What to work on = With the string "opened" as the filter, copy each matching line from the records.

Saved entries
PR #4940, opened 2018-08-29
Release candidate

randallli:
todo: fill this out


romoore (dismissed):
Let's not revert this change. The internal BUILD files just need to import the strings resources the way we did for Bazel when this landed.

components/Snackbar/tests/unit/MDCSnackbarMessageViewTests.m
```diff
@@ -73,15 +73,6 @@ - (void)testAccessibilityLabelSetFromSnackbarMessageProperty {
                         self.message.accessibilityLabel);
 }
 
-- (void)testAccessibilityHintDefaultIsNotNil {
```
romoore: Here is where I meant to put my comment....

PR #4946, opened 2018-08-29
[ActionSheet] Add example with too many options to fit on screen

codeman7:
This PR adds an example so showcase behavior when there are too many options on to present them on screen initially.

### DIFF
--- a/components/ActionSheet/examples/ActionSheetSwiftExample.swift
+++ b/components/ActionSheet/examples/ActionSheetSwiftExample.swift
@@ -23,7 +23,7 @@ class ActionSheetSwiftExample: UIViewController {
   var typographyScheme = MDCTypographyScheme()
   let tableView = UITableView()
   enum ActionSheetExampleType {
-    case typical, title, message, noIcons, titleAndMessage, dynamicType, delayed
+    case typical, title, message, noIcons, titleAndMessage, dynamicType, delayed, thirtyOptions
   }
   typealias ExamplesTuple = (label: String, type: ActionSheetExampleType)
   let data: [ExamplesTuple] = [
@@ -33,7 +33,8 @@ class ActionSheetSwiftExample: UIViewController {
     ("No Icons", .noIcons),
     ("With Title and Message", .titleAndMessage),
     ("Dynamic Type Enabled", .dynamicType),
-    ("Delayed", .delayed)
+    ("Delayed", .delayed),
+    ("Thirty options", .thirtyOptions)
   ]
   let cellIdentifier = "BaseCell"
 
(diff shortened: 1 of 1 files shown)


jverkoey:
Screenshots please.

components/ActionSheet/examples/ActionSheetSwiftExample.swift
```diff
@@ -204,4 +207,16 @@ extension ActionSheetSwiftExample {
...
   }
+
+  static func thirtyOptions() -> MDCActionSheetController {
+    let actionSheet = MDCActionSheetController(title: "Action sheet", message: messageString)
+    for i in 1...30 {
+      let action = MDCActionSheetAction(title: "Action \(i)",
+                                        image: UIImage(named: "Home")!,
+                                        handler: nil)
+      actionSheet.addAction(action)
+      }
```
jverkoey: [stylenit] Indentation.

jverkoey (approved):

components/ActionSheet/examples/ActionSheetSwiftExample.swift
```diff
@@ -33,7 +33,8 @@ class ActionSheetSwiftExample: UIViewController {
     ("No Icons", .noIcons),
     ("With Title and Message", .titleAndMessage),
     ("Dynamic Type Enabled", .dynamicType),
-    ("Delayed", .delayed)
+    ("Delayed", .delayed),
+    ("Thirty options", .thirtyOptions)
```
yarneo: nit: capitalize options

components/ActionSheet/examples/ActionSheetSwiftExample.swift
```diff
@@ -204,4 +207,16 @@ extension ActionSheetSwiftExample {
     actionSheet.addAction(actionThree)
     return actionSheet
   }
+
+  static func thirtyOptions() -> MDCActionSheetController {
+    let actionSheet = MDCActionSheetController(title: "Action sheet", message: messageString)
+    for i in 1...30 {
+      let action = MDCActionSheetAction(title: "Action \(i)",
+                                        image: UIImage(named: "Home")!,
```
yarneo: instead of force unwrapping check outside the for loop if this image exists

yarneo: `guard` or `if let`

codeman7: If we do a check outside the loop then it will force us to have two `for` loops, instead I removed the `!` because the image can be `nil`.

components/ActionSheet/examples/ActionSheetSwiftExample.swift
codeman7: Done

components/ActionSheet/examples/ActionSheetSwiftExample.swift
codeman7: Done

codeman7:
simulator screen shot - iphone x - 2018-08-29 at 11 06 20
simulator screen shot - iphone x - 2018-08-29 at 11 06 26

Written solution =
PR #4940, opened 2018-08-29
PR #4946, opened 2018-08-29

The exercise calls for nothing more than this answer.